(This presentation is open to all, including non-members. Images by pixabay and Alec Favale at Pexels.com and Unsplash.com)
Special Semi-Hybrid presentation by Dr. Raman of Honeywell and the INCOSE AI Working Group.
Reinforcement Learning for Behavior Evolution in Complex System-of-Systems
Please join us on Wednesday, March 22nd starting at 5:45 pm for a special Semi-Hybrid presentation on complex system of systems (SOS). Dr. Ramakrishnan Raman will present externally, and the presentation will be available both virtually for remote attendees and IN-PERSON for all attendees at Filippi’s Restaurant on large screen TV. There is also a FREE BUFFET for all in-person attendees!
Date: Wednesday, 22 March, 2023, from 5:45 – 7pm Pacific Time
Location: Filippis Restaurant in Kearny Mesa, 5353 Kearny Villa Rd, San Diego, CA 92123 (Google Maps)
Cost: Free. This event also includes a FREE buffet dinner (Italian food, to include pizza, spaghetti, salads) for in-person attendees! Please also invite friends and coworkers who might also be interested in joining INCOSE and our San Diego chapter. RSVP
Zoom link: https://incose-org.zoom.us/j/83999783217
+1 669 900 6833 US
Meeting ID: 839 9978 3217
(Images by Isi Martinez and Spacex at Unsplash.com)

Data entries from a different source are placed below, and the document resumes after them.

PR #4175, opened 2024-03-25
[Pre-Commit] Handle API Modules

ilaner:
When Api Module is changed, it will trigger all the used integrations by the module to lint.
In addition, it will add the API modules to the used integration files, so they will be linted by the environment of the integration that uses the module.

fixes: https://jira-dc.paloaltonetworks.com/browse/CIAC-7447


demisto_sdk/commands/pre_commit/pre_commit_command.py
```diff
@@ -347,19 +356,39 @@ def group_by_language(
...
     ):
         with multiprocessing.Pool(processes=cpu_count()) as pool:
-            integrations_scripts.extend(
-                pool.map(BaseContent.from_path, integration_script_paths)
-            )
+            chunk = pool.map(BaseContent.from_path, integration_script_paths)
+            for i in chunk:
+                if not i or not isinstance(i, IntegrationScript):
+                    continue
+                integrations_scripts.add(i)
```
GuyAfik, line 368:
```suggestion
            for content_item in content_items:
                if not content_item or not isinstance(content_item, IntegrationScript):
                    continue
                # content-item is a script/integration
                integrations_scripts.add(content_item)
```

demisto_sdk/commands/pre_commit/pre_commit_command.py
```diff
@@ -347,19 +356,39 @@ def group_by_language(
...
-    integrations_scripts = []
+    integrations_scripts: Set[IntegrationScript] = set()
     for integration_script_paths in more_itertools.chunked_even(
         integrations_scripts_mapping.keys(), INTEGRATIONS_BATCH
     ):
         with multiprocessing.Pool(processes=cpu_count()) as pool:
-            integrations_scripts.extend(
-                pool.map(BaseContent.from_path, integration_script_paths)
-            )
+            chunk = pool.map(BaseContent.from_path, integration_script_paths)
```
GuyAfik, line 364:
```suggestion
            content_items = pool.map(BaseContent.from_path, integration_script_paths)
```

demisto_sdk/commands/pre_commit/pre_commit_command.py
```diff
@@ -347,19 +356,39 @@ def group_by_language(
...
+            continue
+    if api_modules:
+        update_content_graph(graph)
+        api_modules: List[Script] = graph.search(
+            object_id=[api_module.object_id for api_module in api_modules]
+        )  # type: ignore[no-redef]
+        for api_module in api_modules:
+            for imported_by in api_module.imported_by:
+                # we need to add the api module for each integration that uses it, so it will execute the api module check
+                assert isinstance(imported_by, Integration)
```
GuyAfik, line 384:
```suggestion
               if not isinstance(imported_by, Integration):
                   raise RunTimeError("....")
```
or

```suggestion
                assert isinstance(imported_by, Integration), f'add-error....'
```

Would be more informative then just an assert

demisto_sdk/commands/pre_commit/hooks/docker.py
```diff
@@ -342,7 +342,7 @@ def generate_hooks(
         docker_extra_args = self._get_property("pass_docker_extra_args", "")
         new_hook[
             "entry"
-        ] = f'--entrypoint {new_hook.get("entry")} {docker_extra_args} {get_environment_flag(env)} {"--quiet" if quiet else ""} {dev_image}'
+        ] = f'--entrypoint {new_hook.get("entry")} {docker_extra_args} --user demisto {get_environment_flag(env)} {"--quiet" if quiet else ""} {dev_image}'
```
GuyAfik, line 345:
```suggestion
        ] = f'--entrypoint {new_hook.get("entry")} {docker_extra_args} --user {USER_DEMISTO} {get_environment_flag(env)} {"--quiet" if quiet else ""} {dev_image}'
```

make it constant

demisto_sdk/commands/pre_commit/pre_commit_command.py
```diff
@@ -321,8 +328,10 @@ def group_by_language(
     Returns:
         Dict[str, set]: The files grouped by their python version, and a set of excluded paths
     """
+    graph = ContentGraphInterface()
```
GuyAfik, line 331: define it only in line 376, no? is there a reason to init the object before?

GuyAfik (commented):
Amazing job!

If possible lets add a test for it

demisto_sdk/commands/pre_commit/pre_commit_command.py
ilaner: this is for type checking, i changed the return value for `imported_by` function as it has to be Script no matter what

GuyAfik: but won't it crash the code if type isn't as expected? do we want it to crash?

ilaner (commented):
> but won't it crash the code if type isn't as expected? do we want it to crash? 

it has to be a `Script`. If it is not a script there is a bug in the graph, and we want it to crash

ilaner (commented):
added a unit test

GuyAfik (approved):
Good job

GuyAfik:
add changelog

PR #4179, opened 2024-03-26
fix IN101 rationale

dorschw:


Utils/github_workflow_scripts/slack_notifier_master/slack_notifier.py
```diff
@@ -191,5 +191,34 @@ def slack_notifier(
         logger.info("There are not any failed jobs to report to slack")
 
 
+@main.command("validate-doc-gen")
+def validate_doc_gen(
```
YuvHayun, line 195: should it be here?

YuvHayun (approved):

Utils/github_workflow_scripts/slack_notifier_master/slack_notifier.py
dorschw: removed

PR #4183, opened 2024-03-26
[slack-notifier] - avoid sending duplicated tests

GuyAfik:
## Description
* Fixed an issue where slack-notifier sent duplicated tests in case the same tests failed on master for every python version.

If the same test failed for each python version, it will be reported into slack notifier just once.


ilaner (approved):
nice

PR #4192, opened 2024-03-28
[files] - Refactor read_from_github method

GuyAfik:
## Description
Fixed an issue where in the new validate we try to get deprecated dockers list from `dockerfiles` repo, but instead the code tries to access the content repo because of a bad usage of `GitContentConfig` class.

Refactor `read_from_github_api` method to build the URL explicitly and not to use `GitContentConfig` class.


ilaner (approved):
nice job!

PR #4209, opened 2024-04-07
Support Python 3.12

dorschw:


demisto_sdk/commands/common/docker/dockerhub_client.py
```diff
@@ -107,13 +107,9 @@ def get_token(
             )
             if (
                 _error.response is not None
-                and (
-                    _error.response.status_code
-                    in (requests.codes.unauthorized, requests.codes.too_many_requests)
```
dorschw, line 112: not sure why this was done, revert it unless you do understand

Issue #772, opened 2020-10-10
searching in external article database fails with "A problem has occured." alert


JuliusR:
### affected versions

- master (4.7.99) 
- current release (4.7.0)

### steps to reproduce

1. setup sharedlists and import at least one external supplier
2. navigate to the supplier's article index and use "Import article" button

### expected behavior

New UI elements should show up (for searching and importing articles from the sharedlists database).

### actual behavior

The expected UI element does not show up. Instead, a native browser alert shows the following message: 
> A problem has occured.

The server log shows the following message:
> ```
> ActionView::Template::Error - undefined method `map' for #<ActionController::Parameters:0x00007f35d4590ba8>
> ```

JuliusR:
The error originates from the following line:

https://github.com/foodcoops/foodsoft/blob/78c4ebcb4b61891e13d3dbb9f07c34ad88c41f4a/app/helpers/articles_helper.rb#L19

This has probably been introduced by a rails upgrade.

PR #773, opened 2020-10-10
fix searching in external article database (#772)

JuliusR:
Can we use this simple fix for #772 ?

### DIFF
--- a/app/controllers/articles_controller.rb
+++ b/app/controllers/articles_controller.rb
@@ -215,10 +215,10 @@ class ArticlesController < ApplicationController
   #
   def shared
     # build array of keywords, required for ransack _all suffix
-    params[:q][:name_cont_all] = params[:q][:name_cont_all].split(' ') if params[:q]
-    # Build search with meta search plugin
-    @search = @supplier.shared_supplier.shared_articles.search(params[:q])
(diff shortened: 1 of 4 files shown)


wvengen:
Thanks for finding the issue here! :100: 
Could this introduce a security issue?

JuliusR:
> Could this introduce a security issue?

This is the correct question. I believe the answer is "no" because we are using the result for the following two purposes only:

- `highlight`ing the matched name parts in the view
- passing the query to ransack (where [`to_unsafe_h` is called right away](https://github.com/activerecord-hackery/ransack/blob/c9cc20de9e0f7bab92e0579c85bed64d614d23de/lib/ransack/search.rb#L18))

I perfectly agree that safety should be obvious, so my first attempt with `to_unsafe_h` is bad practice.

JuliusR:
I updated the code to avoid `to_unsafe_h`. Could you have a look again please?

wvengen (approved):
Thank you, this cleans up the existing code too. Assuming you've tested this well, :+1:

paroga:
Please rebase your commits when pushing them to master to avoid the useless merge commits, which make the history a lot less readable. The change in the rewritten history is now 4043433539f34b880bec8826d2f29f9137412ef4.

Abstract: Advances in technology have made it easy to integrate multiple modern systems to form complex system-of-systems (SoS) to achieve unparalleled levels of functionality that are otherwise not achievable by the constituent systems in isolation. However the characteristic emergent behaviors of complex SoS — that directly impact its Measures of Effectiveness (MOEs) — is very difficult, if not impossible, to manually explore, anticipate, and arbitrate just from knowledge of its underlying systems. This presentation discusses how Reinforcement Learning can be leveraged to inculcate adaptable intelligence in constituent systems to adapt their behaviors in tandem with the evolution of emergent behavior at the SoS level. The approach involves inculcating an Intelligent-Behavior Evolution Agent, with the necessary constraints to learn to maximize the SoS and system-level MOEs, while adapting itself to the behavior evolution in SoS. The approach is illustrated through case studies pertaining to power grid SoS and heterogeneous UAV swarms.
Speaker: Dr. Ramakrishnan Raman received B. Tech and MS degrees from IIT Madras, and Ph.D. from IIIT-Bangalore. He is currently Fellow at Honeywell Aerospace. He is a certified Six Sigma Black Belt and is INCOSE Certified Expert Systems Engineering Professional – ESEP, and an IEEE Distinguished Lecturer. He has to his credit several publications in refereed international conferences & journals on complex systems architecture design and Artificial Intelligence – Machine Learning and has also received best paper awards. He is active in the professional societies, including IEEE, INCOSE and SAE. In the year 2016, he received the INCOSE Outstanding Service Award. He has also been the Technical Program Chair for international conferences including 2016 & 2019 Asia Oceania Systems Engineering Conference, 2022 SAE AeroCON conference and the 31st INCOSE International Symposium. He has served as Assistant Director for INCOSE Asia Oceania sector for six years, and is currently Co-Chair of INCOSE AI Systems Working Group.